Prolysis Ltd is taking a different tack. Its lead programme is GYR-767, an inhibitor of DNA gyrase enzymes involved in DNA supercoiling, which targets two enzymes that are essential for bacterial survival. The second programme, CDI-936, targets staphylococcal infections, including MRSA. It works by inhibiting FtsZ, a protein essential to cell division, preventing bacteria forming a septum.

“I think there has been quite a sea change in the last year as people are starting to recognise that antibiotic resistance is a growing threat, and that it is economically important,” says Lloyd Czaplewski, research director. “Antibiotics were not seen as trendy by VCs in the early 90s but there has been a big boost in funding in the last year.”

Prolysis is based on research carried out at Oxford University by Jeff Errington, an expert in the bacterial cell cycle. The company raised $9.9 million last year from existing investors, and is now looking for partnering deals.

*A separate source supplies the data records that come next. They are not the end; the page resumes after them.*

PR #4937, opened 2026-06-09
feat: add enabled field in DP config

hopehadfield:
## Description

Adds the `enabled` field with backwards compatibility

See https://github.com/redhat-developer/rhdh-plugin-export-overlays/pull/2577 for relevant change in DPDY generation 

- Fixes [RHIDP-11988D](https://redhat.atlassian.net/browse/RHIDP-11988)

## PR acceptance criteria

“In our work we look at the whole bacterial cell and search for novel activities inside the cells that we can therapeutically target,” said Czaplewski. “A great deal of current research on antibiotics is hampered by the fact that positive results from lab assays are not always reliable indicators of what will happen in the bacterial cell as a whole.”

Not all new

The potential of bacteriophages, tiny viruses that specifically infect bacterial cells, was originally overshadowed by the development of penicillin, but antibiotic resistance has stimulated renewed interest. Phico Therapeutics has revived their fortunes with SASPject. This uses a bacteriophage to deliver a broad spectrum antibacterial protein, which prevents bacteria from replicating.

Last year, the company raised almost £700,000 from business angels including Cambridge Capital Group, Oxford Investment Opportunity Network (OION) and institutional investor Providence Investment Company.

No single antibiotic is perfect but the market urgently needs new, effective alternatives to the current treatments that bugs that are continually managing to evade through mutation. All of these new technologies appear provide potential solutions and their creators are gradually re-establishing the flow of investment into this area after a lull that has left us with a serious shortage of choices.